==== SUPPLIED ENTRIES ====

PR #788, opened 2022-07-29
audit/seccomp: Remove node parameter from tracer

blanquicet:
# Remove node parameter from audit/seccomp tracer

Enriching the event with node information on the gadget-collection side allows using the tracer from outside a Kubernetes context. For instance, from local-gadget or 3rd party apps using IG packages. 

## How to use

No changes for users.


mauriciovasquezbernal (approved):
LGTM!

PR #796, opened 2022-08-02
cmd/common: Handle `ManageSpecialEvent` inside `BaseParser.Transform`

blanquicet:
# Handle `ManageSpecialEvent` inside `BaseParser.Transform`

This PR aims to handle `ManageSpecialEvent` inside `BaseParser.Transform`. The main issue with doing so is that it doesn't need to be done in all cases. Therefore, we need to identify whether `ManageSpecialEvent` needs to be called or not. My proposal in this PR is to base the decision on the value returned by `GetBaseEvent`.

## Implementation details

The gadgets using `BaseParser.Transform` are the ones supporting columns output format:

- The `audit/seccomp` gadget
- The `profile/cpu` gadget
- The `trace` category
- The `top` category is in the process: https://github.com/kinvolk/inspektor-gadget/pull/782. BTW, we need to synchronize these two PRs and rebase once one of them is merged.
- **NOTE**: The `snapshot` category and the `list-container` command of `local-gadget` don't use `BaseParser.Transform` as they print the JSON output format differently (as discussed [here](https://github.com/kinvolk/inspektor-gadget/pull/764#discussion_r930044431)). It means they will need to manage special events (if needed) by themselves. 

However, the `profile/cpu` gadget and the `top` category don't need to handle any "special events" as they are not event-based, but reports, and they manage the errors differently:
- The `profile/cpu` gadget reports errors when starting or stopping the gadget.
- The `top` category reports errors per report (e.g., [here](https://github.com/kinvolk/inspektor-gadget/blob/355f0295cef04a40cdd7df50e6ffaf9036ab8d7f/cmd/kubectl-gadget/top/tcp.go#L198-L201)) and not per stats (which is what we transform in columns using `BaseParser.Transform`).

In addition, moving `ManageSpecialEvent` into `BaseParser.Transform`, implies that whoever wants to use the `BaseParser`, needs to implement `GetBaseEvent`, which is strange but I think is acceptable. 

## How to use

It should now be easier for `BaseParser` users to use it because they don't need to manage these special cases alone. See https://github.com/kinvolk/inspektor-gadget/pull/789#discussion_r934738002.

## Testing done

I enhenced the unit-tests to cover this.

### DIFF
--- a/cmd/common/utils/events.go
+++ b/cmd/common/utils/events.go
@@ -21,10 +21,10 @@ import (
 	eventtypes "github.com/kinvolk/inspektor-gadget/pkg/types"
 )
 
-// ManageSpecialEvent prints the special events. Notice it does not receive the
+// HandleSpecialEvent prints the special events. Notice it does not receive the
 // OutputMode so it will always print the special events messages without any
 // specific format to standard error.
-func ManageSpecialEvent(e *eventtypes.Event, verbose bool) {
+func HandleSpecialEvent(e *eventtypes.Event, verbose bool) {
 	switch e.Type {
 	case eventtypes.READY:
 		// TODO
--- a/cmd/common/utils/events.go
+++ b/cmd/common/utils/events.go
@@ -21,6 +21,9 @@ import (
 	eventtypes "github.com/kinvolk/inspektor-gadget/pkg/types"
 )
 
+// ManageSpecialEvent prints the special events. Notice it does not receive the
+// OutputMode so it will always print the special events messages without any
+// specific format to standard error.
 func ManageSpecialEvent(e *eventtypes.Event, verbose bool) {
 	switch e.Type {
 	case eventtypes.READY:
--- a/cmd/common/utils/events.go
+++ b/cmd/common/utils/events.go
@@ -21,7 +21,7 @@ import (
 	eventtypes "github.com/kinvolk/inspektor-gadget/pkg/types"
 )
 
-func ManageSpecialEvent(e eventtypes.Event, verbose bool) {
+func ManageSpecialEvent(e *eventtypes.Event, verbose bool) {
 	switch e.Type {
 	case eventtypes.READY:
 		// TODO
--- a/cmd/kubectl-gadget/trace/trace.go
+++ b/cmd/kubectl-gadget/trace/trace.go
@@ -89,7 +89,7 @@ func (g *TraceGadget[Event]) Run() error {
 
 		baseEvent := e.GetBaseEvent()
 		if baseEvent.Type != eventtypes.NORMAL {
-			commonutils.ManageSpecialEvent(baseEvent, g.commonFlags.Verbose)
+			commonutils.ManageSpecialEvent(&baseEvent, g.commonFlags.Verbose)
 			return ""
 		}
 
--- a/cmd/kubectl-gadget/trace/trace.go
+++ b/cmd/kubectl-gadget/trace/trace.go
@@ -33,7 +33,7 @@ type TraceEvent interface {
 	// of type parameter type even if all types in the type parameter's type set
 	// have a field f. We may remove this restriction in Go 1.19. See
 	// https://tip.golang.org/doc/go1.18#generics.
-	GetBaseEvent() eventtypes.Event
+	GetBaseEvent() *eventtypes.Event
 }
 
 // TraceParser defines the interface that every trace-gadget parser has to
@@ -89,7 +89,7 @@ func (g *TraceGadget[Event]) Run() error {
 
 		baseEvent := e.GetBaseEvent()
 		if baseEvent.Type != eventtypes.NORMAL {
-			commonutils.ManageSpecialEvent(&baseEvent, g.commonFlags.Verbose)
+			commonutils.ManageSpecialEvent(baseEvent, g.commonFlags.Verbose)
 			return ""
 		}
 
--- a/cmd/kubectl-gadget/trace/trace.go
+++ b/cmd/kubectl-gadget/trace/trace.go
@@ -21,19 +21,12 @@ import (
 
 	commonutils "github.com/kinvolk/inspektor-gadget/cmd/common/utils"
 	"github.com/kinvolk/inspektor-gadget/cmd/kubectl-gadget/utils"
-	eventtypes "github.com/kinvolk/inspektor-gadget/pkg/types"
 
 	"github.com/spf13/cobra"
 )
 
 type TraceEvent interface {
 	any
-
-	// The Go compiler does not support accessing a struct field x.f where x is
-	// of type parameter type even if all types in the type parameter's type set
-	// have a field f. We may remove this restriction in Go 1.19. See
-	// https://tip.golang.org/doc/go1.18#generics.
-	GetBaseEvent() *eventtypes.Event
 }
 
 // TraceParser defines the interface that every trace-gadget parser has to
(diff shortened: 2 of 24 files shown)


pkg/gadgets/profile/cpu/types/types.go
```diff
@@ -32,3 +32,9 @@ type Report struct {
 	KernelStack []string `json:"kernel_stack,omitempty"`
 	Count       uint64   `json:"count,omitempty"`
 }
+
+// GetBaseEvent is defined to implement commonutils.BaseElement interface
+// required to use commonutils.BaseParser.
+func (e Report) GetBaseEvent() *eventtypes.Event {
+	return nil
```
mauriciovasquezbernal, line 39: hmm, this is weird. Probably report should contain `eventtypes.Event`.

cmd/kubectl-gadget/trace/trace.go
```diff
@@ -21,19 +21,12 @@ import (
...
 	"github.com/spf13/cobra"
 )
 
 type TraceEvent interface {
 	any
-
-	// The Go compiler does not support accessing a struct field x.f where x is
-	// of type parameter type even if all types in the type parameter's type set
-	// have a field f. We may remove this restriction in Go 1.19. See
-	// https://tip.golang.org/doc/go1.18#generics.
```
mauriciovasquezbernal, line 35: What about adding this comment on `BaseElement`?

mauriciovasquezbernal (commented):
I'm not fully convinced about having all types to implement this `GetBaseEvent()` method, however, if we move the implementation of it to `eventtypes.Types` it'll avoid to repeat this definition again and again.

cmd/common/utils/events.go
```diff
@@ -21,6 +21,9 @@ import (
 	eventtypes "github.com/kinvolk/inspektor-gadget/pkg/types"
 )
 
+// ManageSpecialEvent prints the special events. Notice it does not receive the
+// OutputMode so it will always print the special events messages without any
+// specific format to standard output.
 func ManageSpecialEvent(e *eventtypes.Event, verbose bool) {
```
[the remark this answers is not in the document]
blanquicet: Agree

cmd/kubectl-gadget/trace/trace.go
blanquicet: Agree

cmd/common/utils/events.go
```diff
@@ -44,6 +46,8 @@ func ManageSpecialEvent(e *eventtypes.Event, verbose bool) {
 			podMsgSuffix = ", pod " + e.Namespace + "/" + e.Pod
 		}
 
-		fmt.Fprintf(os.Stderr, "%s: node %s%s: %s\n", e.Type, e.Node, podMsgSuffix, e.Message)
+		fmt.Fprintf(os.Stderr, "%s: node %s%s: %s\n",
+			cases.Title(language.English, cases.Compact).String(string(e.Type)),
```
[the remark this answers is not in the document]
blanquicet: [`strings.Title`](https://pkg.go.dev/strings#Title) is simpler but it was deprecated. I didn't find any simpler way. Do you any simpler suggestions?

cc @alban

pkg/gadgets/trace/bind/types/types.go
```diff
@@ -37,6 +37,6 @@ func Base(ev eventtypes.Event) Event {
 	}
 }
 
-func (e Event) GetBaseEvent() eventtypes.Event {
-	return e.Event
+func (e Event) GetBaseEvent() *eventtypes.Event {
+	return &e.Event
 }
```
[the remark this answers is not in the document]
blanquicet: I didn't know it can be done. Applied. Thanks for the suggestion!

pkg/gadgets/profile/cpu/types/types.go
blanquicet: Mmmm I don't think `Report` should contain `eventtypes.Event` because:

1. The profile cpu gadget is not an event-based gadget so it would be misleading. 
2. We should always initialize the `event.Type` as `NORMAL` so that it passes [this check](https://github.com/kinvolk/inspektor-gadget/blob/a6db7da168dfa7c4c47b9adac9f8459d731ecf01/cmd/common/utils/parser.go#L109). And, in my opinion, it could create confusion because, again, it is not an event-based gadget. 
3. If we make this change for `Report`, should we also add `eventtypes.Event` to [Container](https://github.com/kinvolk/inspektor-gadget/blob/a6db7da168dfa7c4c47b9adac9f8459d731ecf01/pkg/container-collection/containers.go#L77-L81)? And to the `Stats` of all the top gadgets ([#782](https://github.com/kinvolk/inspektor-gadget/pull/782) where we start using `BaseParser`). They all use `BaseParser` but don't support special events.

I know it is not the cleanest solution, but I think it could be ok with better comments. Check this:

```golang
// GetBaseEvent is defined to implement the commonutils.BaseElement interface so
// that we can use the commonutils.BaseParser methods to parse Report. In
// commonutils.BaseParser.Transform(), we call GetBaseEvent() to check whether
// the element being parsed is a special event or not. Given that the profile
// cpu gadget is not event-based, this method simply returns nil.
func (e Report) GetBaseEvent() *eventtypes.Event {
	return nil
}
```

```golang
// GetBaseEvent is defined to implement the commonutils.BaseElement interface so
// that we can use the commonutils.BaseParser methods to parse Container. In
// commonutils.BaseParser.Transform(), we call GetBaseEvent() to check whether
// the element being parsed is a special event or not. Given that Container is
// not an event, this method simply returns nil.
func (e Container) GetBaseEvent() *eventtypes.Event {
	return nil
}
```

WDYT?

mauriciovasquezbernal: TL;DR: I think we're messing up with `eventtypes.Event` and we need to fix it.

`eventtypes.Event` is used to carry **messages** from the tracer to the client. Each time a gadget produces output it's marshaled into a structure that contains this type, then it's unmarshaled on the client and according to the kind of gadget it could be printed to the screen (trace, snapshot), or saved for future processing (top). I think the `Event` name is misleading, as this is actually used for gadgets that are not event based, like snapshot. 

I see that `eventtypes.Event` is like an "message header" that indicates the kind of event and some debugging information. I'm thinking to rework this in a different way:

1. Rename Event to `DataHeader` and remove `CommonData` from it, leaving only the type and message.
2. Modify types of different gadgets to embed this structure within their types. 
   - Tracers on their Event types (as currently done, they'll have to add CommonData since it's not on eventtypes.Event anymore)
   - Toppers on their "[Event](https://github.com/kinvolk/inspektor-gadget/blob/120ffd1b1ff12012ab7ca1ee6f93b2fea18843de/pkg/gadgets/top/file/types/types.go#L75)" (to be renamed?) type too
   - Profilers on their [Report](https://github.com/kinvolk/inspektor-gadget/blob/120ffd1b1ff12012ab7ca1ee6f93b2fea18843de/pkg/gadgets/profile/cpu/types/types.go#L26) type
   - I think snapshotters should define a new type that wraps the current event:
```golang
type Event struct {
  eventtypes.DataHeader

  Processes/Sockets []Process/Socket
}

type Process/Socket struct {̣ <-- current Event type
```

3. We can know handle the special event in the same way in all gadgets. (Their "Event" have the same header).

blanquicet: I like your proposal! It would make things clearer. I will pause this PR until then.

blanquicet:
Moving this PR to draft after [this](https://github.com/kinvolk/inspektor-gadget/pull/796#discussion_r949431381) discussion.

pkg/gadgets/profile/cpu/types/types.go
blanquicet: @mauriciovasquezbernal there already exists an issue for this? If it doesn't, I will create one, move your proposal there and close this PR.

mauriciovasquezbernal: I don't think we have an issue for it.

blanquicet:
I opened https://github.com/inspektor-gadget/inspektor-gadget/issues/1130 to think about a better solution for this problem, as this PR is too tricky and not clear enough as a solution.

====

> **ACTION ITEM**
For the entries shown above, give the number of lines that include the word "which", without any other text.

> **TASK RESPONSE**
2